Besides attendance, a small part of the participation grade will be reserved for students who participate actively in class and/or answer questions on the Ed Discussion forum.

15%

Case Studies (posted on the Schedule page)

A case study is a self-contained investigation of a statistics or data science question. One case study will be assigned after each lecture, due at noon 1 week later. A case study is shorter than a problem set, typically equivalent to 2-3 questions on a problem set.

We will peer review each case study during lecture. So no extensions are possible, for any reason. However, there will be two optional case studies due Week 10 that will replace your lowest scores.

15%

Peer Reviews

5%

Interviews

Instead of paper-and-pencil exams, there will be two short interviews, where you will demonstrate your understanding of statistics concepts to an instructor. We will provide example questions, as well as opportunities to practice interviews during class time. Although interviews might sound intimidating, we have found that interviews give students more chances to succeed, and they are more useful preparation for your future careers!

25%

Projects

To help you achieve the learning objectives, you will collect your own data and analyze it in two projects. For each project, you will submit a report. Then, you will present one of the projects in a poster session during finals week (instead of a final exam).

40%
Total 100%

We are committed to following the syllabus as written here, including through short- or long-term disruptions, such as public health emergencies, natural disasters, or protests and demonstrations. However, there may be extenuating circumstances that necessitate some changes. Should adjustments be necessary, we will communicate clearly and promptly to ensure you understand the expectations and are positioned for successful learning.

Regrade Policy

If you believe that we have made a mistake in grading, please fill out this form within 1 week of getting the assignment back. Note that Professor Sun will regrade your entire assignment, so your grade could go up or down.
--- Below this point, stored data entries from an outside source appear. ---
Issue #6666, opened 2016-06-30
Display reportback photos from current campaign during onboarding


angaither:
#### User Story

As a user, when I reach the end of the onboarding experience I see reportback photos from the campaign I'm currently signed up for. 
#### Additional Information (optional)
- ~~Display at least one promoted photo, 4 photos total~~ see #6909
- [x] The rest of the photos are random, approved or promoted photos
- ~~You can kudos these photos~~ see #6910

PR #6893, opened 2016-08-17
ApiClient class & Reportback Items Slide

weerd:
#### What's this PR do?

This PR adds a new `ApiClient` class to help remove the need to duplicate A LOT of API related code, and universalize how we do API calls to our services 🎉, based on a couple conversations that @DFurnes and I had as we saw how we're doing more API calls in JS and none of them are standardized/repeating code. This leads to more bugs instead of having a single class with sole purpose to handle API calls.

Currently the API calls only apply to Phoenix, but can eventually be made to apply to our other services. It uses the `whatwg-fetch` library recommended by @DFurnes which is super easy to use and use the modern approach to making API calls on the web with JS Promises.

This PR also includes a new `ReportbackItem` component that we can ideally have handle all representations of a Reportback Items across the site. It is used specifically for Slide 3 of the Onboarding feature, which is also built out in this PR.

screen shot 2016-08-18 at 3 45 30 pm

Download the code and run it. Make sure the other slides in Onboarding didn't break, and then check the 3rd slide to see that all looks as expected.

The ReportbackItems outputted in Slide 3 do not include Reactions on them. The data is available and can be easily output, but I need to add a `post()` method to the `ApiClient` class to support registering these reactions. That is next on my list.

The way the RB items are retrieved, in this PR but will be updated soon. It grabs 4 RB items for specified campaign from promoted or approved RBs and does so at random.
#### Relevant tickets

Refs #6666
#### Checklist
- [ ] Tested on staging.

---

@deadlybutter @DFurnes 

cc: @jessleenyc

### DIFF
--- a/lib/modules/dosomething/dosomething_helpers/dosomething_helpers.theme.inc
+++ b/lib/modules/dosomething/dosomething_helpers/dosomething_helpers.theme.inc
@@ -327,8 +327,8 @@ function dosomething_helpers_add_js_onboarding() {
       $onboardingSettings['slides'][] = 'InstructionSlide';
     }
 
-    if (variable_get('dosomething_campaign_onboarding_reportback_item_kudos_slide', FALSE)) {
-      $onboardingSettings['slides'][] = 'ReportbackItemKudosSlide';
+    if (variable_get('dosomething_campaign_onboarding_reportback_items_slide', FALSE)) {
+      $onboardingSettings['slides'][] = 'ReportbackItemsSlide';
     }
 
     drupal_add_js(['dsOnboarding' => $onboardingSettings], 'setting');
--- a/lib/themes/dosomething/paraneue_dosomething/js/components/FeatureCard.js
+++ b/lib/themes/dosomething/paraneue_dosomething/js/components/FeatureCard.js
@@ -59,8 +59,6 @@ class FeatureCard extends React.Component {
   }
 
   getCampaigns(staffPickOnly, paginate, page, callback) {
-    console.log('requesting...');
-
     this.requests.push(this.serverRequest = $.get(`${this.apiClient.url}campaigns?${staffPickOnly ? 'staff_pick=true&' : ''}${page != -1 ? 'page=' + page : ''}`, result => {
       // Get campaigns ordered by relevance & handle exclusions.
       const campaigns = sortCampaignsByRelevance(result.data).filter(campaign => this.campaignsToExclude.indexOf(parseInt(campaign.id)) == -1);
--- a/lib/themes/dosomething/paraneue_dosomething/js/components/FeatureCard.js
+++ b/lib/themes/dosomething/paraneue_dosomething/js/components/FeatureCard.js
@@ -19,7 +19,7 @@ class FeatureCard extends React.Component {
     this.campaigns = [];
     this.campaignsToExclude = setting('dsUser.activity.signups', []);
     this.campaignsApiPage = 1;
-    this.apiClient = new ApiClient(window.location.hostname, '/api/v1/', window.location.port);
+    this.apiClient = new ApiClient('v1');
 
     this.state = {
       actionDisabled: false,
--- a/lib/themes/dosomething/paraneue_dosomething/js/components/FeatureCard.js
+++ b/lib/themes/dosomething/paraneue_dosomething/js/components/FeatureCard.js
@@ -5,6 +5,8 @@ import Button from './Button';
 import setting from '../utilities/Setting';
 import { sortCampaignsByRelevance } from '../campaign/helpers';
 
+import ApiClient from '../utilities/ApiClient';
+
 const API_HOST = window.location.hostname;
 const API_PORT = window.location.port || undefined;
 const API_VERSION = '/api/v1/';
--- a/lib/themes/dosomething/paraneue_dosomething/js/components/FeatureCard.js
+++ b/lib/themes/dosomething/paraneue_dosomething/js/components/FeatureCard.js
@@ -3,14 +3,8 @@ const React = require('react');
 
 import Button from './Button';
 import setting from '../utilities/Setting';
-import { sortCampaignsByRelevance } from '../campaign/helpers';
-
 import ApiClient from '../utilities/ApiClient';
-
-const API_HOST = window.location.hostname;
-const API_PORT = window.location.port || undefined;
-const API_VERSION = '/api/v1/';
-const API_URL = `//${API_HOST}${API_PORT ? ':' + API_PORT : ''}${API_VERSION}`;
+import { sortCampaignsByRelevance } from '../campaign/helpers';
 
 /**
  * Card Component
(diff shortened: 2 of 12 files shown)


lib/themes/dosomething/paraneue_dosomething/js/components/FeatureCard.js
```diff
@@ -23,6 +19,7 @@ class FeatureCard extends React.Component {
     this.campaigns = [];
     this.campaignsToExclude = setting('dsUser.activity.signups', []);
     this.campaignsApiPage = 1;
+    this.apiClient = new ApiClient(window.location.hostname, '/api/v1/', window.location.port);
```
itsjoekent: Do you ever see a scenario where we don't pass in these `window.location.hostname` & `window.location.port`? I feel like those could potentially be defaults

lib/themes/dosomething/paraneue_dosomething/js/components/FeatureCard.js
```diff
@@ -54,7 +51,7 @@ class FeatureCard extends React.Component {
   }
 
   getCampaigns(staffPickOnly, paginate, page, callback) {
-    this.requests.push(this.serverRequest = $.get(`${API_URL}campaigns?${staffPickOnly ? 'staff_pick=true&' : ''}${page != -1 ? 'page=' + page : ''}`, result => {
+    this.requests.push(this.serverRequest = $.get(`${this.apiClient.url}campaigns?${staffPickOnly ? 'staff_pick=true&' : ''}${page != -1 ? 'page=' + page : ''}`, result => {
```
itsjoekent, line 54: little confused, wasn't the point of writing the new Api Client to replace these get requests?

lib/themes/dosomething/paraneue_dosomething/js/components/FeatureCard.js
weerd: Yeah, the `port` does have a default in the ApiClass constructor and was kinda wondering if the host one should default to the `window.location.hostname` as well. Maybe even the `version` has a default too? Wasn't sure how crazy to get.

The port made the most sense for sure. If it's not present it's passed as an empty string to the constructor and then I do a check there to normalize.

lib/themes/dosomething/paraneue_dosomething/js/onboarding.js
```diff
@@ -9,6 +9,13 @@ const React = require('react');
 const ReactDom = require('react-dom');
 const Modal = require('dosomething-modal');
 
+/**
+ * Get the local storage key for Onboarding.
+ *
+ * @param  {Object} user
+ * @param  {Object} campaign
+ * @return {String}
+ */
```
deadlybutter: whoops mah bad

itsjoekent, line 18: wait yeah, i think i wrote this, whoops!

lib/themes/dosomething/paraneue_dosomething/js/components/FeatureCard.js
weerd, line 54: Yes, and I tested the calls with simpler stuff via the `FeatureCard` but wanted to do the full switcheroo in a different PR to minimize the testing and changes. Upcoming PR will have those changed. Mostly setting the groundwork for the `ApiClient` class and defs used in `ReportbackItemKudos` component... and slowly extending it out elsewhere ;)

lib/themes/dosomething/paraneue_dosomething/js/utilities/ApiClient.js
```diff
@@ -0,0 +1,106 @@
...
+  get(path, query = {}, callback) {
+    const url = `${this.url}${path}${this.stringifyQuery(query)}`;
+
+    fetch(url)
+      .then(this.checkStatus)
+      .then(this.parseJson)
+      .then(function(data) {
+        return callback(data);
+      }).catch(function(data) {
+        console.log('um, there was an error! handle that shizzzzz!');
```
itsjoekent, line 85: 😆

lib/themes/dosomething/paraneue_dosomething/js/components/FeatureCard.js
itsjoekent: I think version could remain user defined, in the event we ever start using /v2/

itsjoekent:
lots of changes, i think overall its ready to go. should we make an issue for finishing the api client work?

itsjoekent:
gotta implement the post request & converting the remaining requests

lib/themes/dosomething/paraneue_dosomething/js/components/FeatureCard.js
weerd: Ya. Was also debating a bit, whether we let the dev specify full thing `/api/v1/` or just a `v1` and we fill out the rest in the constructor when building the url? I see benefits with either... not something that can't be easily changed anyhoo.

weerd: also means I'd likely change the argument order from:

``` javascript
(host, version, port = null)
```

to: 

``` javascript
(version, host = window.location.hostname, port = null)
```

weerd:
Yeah. I'm going to go ahead and make the issues soon :)

lib/themes/dosomething/paraneue_dosomething/js/components/FeatureCard.js
itsjoekent: I think that order makes sense, also im 👍 to just doing `v1`, `v2` etc

weerd: Cool. I'll make those updates right now and push them up!

weerd:
@deadlybutter updated! Just check the last [two commits](https://github.com/DoSomething/phoenix/pull/6893/commits) if that's easier! Made some naming udpates since Kudos are now called Reactions, but technically it's a slide with RB items, that just happen to have reactions on them ;)

lib/modules/dosomething/dosomething_helpers/dosomething_helpers.theme.inc
```diff
@@ -327,8 +327,8 @@ function dosomething_helpers_add_js_onboarding() {
       $onboardingSettings['slides'][] = 'InstructionSlide';
     }
 
-    if (variable_get('dosomething_campaign_onboarding_reportback_item_kudos_slide', FALSE)) {
-      $onboardingSettings['slides'][] = 'ReportbackItemKudosSlide';
+    if (variable_get('dosomething_campaign_onboarding_reportback_items_slide', FALSE)) {
```
itsjoekent, line 330: not needed for this PR, but a more dynamic way of doing this feels like a good idea

itsjoekent:
yeah last two commits look good

lib/modules/dosomething/dosomething_helpers/dosomething_helpers.theme.inc
weerd, line 330: yar!

weerd:
💃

Collaboration and AI Policy

You are encouraged to work together with other students in the class on case studies. You are also encouraged to ask AI for hints if you get stuck or to check your work. However, under no circumstances should you submit a work that another human or AI produced as your own. We reserve the right to quiz you on any work that you submit in this class. If you are unable to explain it, it will be treated as a serious violation of the Honor Code.

In short, any collaboration in this class (with another human or AI) should further your learning, not replace it.

Accommodations

Students who may need an academic accommodation based on the impact of a disability must initiate the request with the Office of Accessible Education (OAE). Professional staff will evaluate the request with required documentation, recommend reasonable accommodations, and prepare an Accommodation Letter for faculty dated in the current quarter in which the request is being made.

Once you have your letter, please send it to the staff list: stats110-aut2425-staff@lists.stanford.edu. (Please don't email it to the professor or your TA; they will just tell you to e-mail it to this list.)

We need time to prepare for any accommodations, so we must receive your letter by Monday, September 30.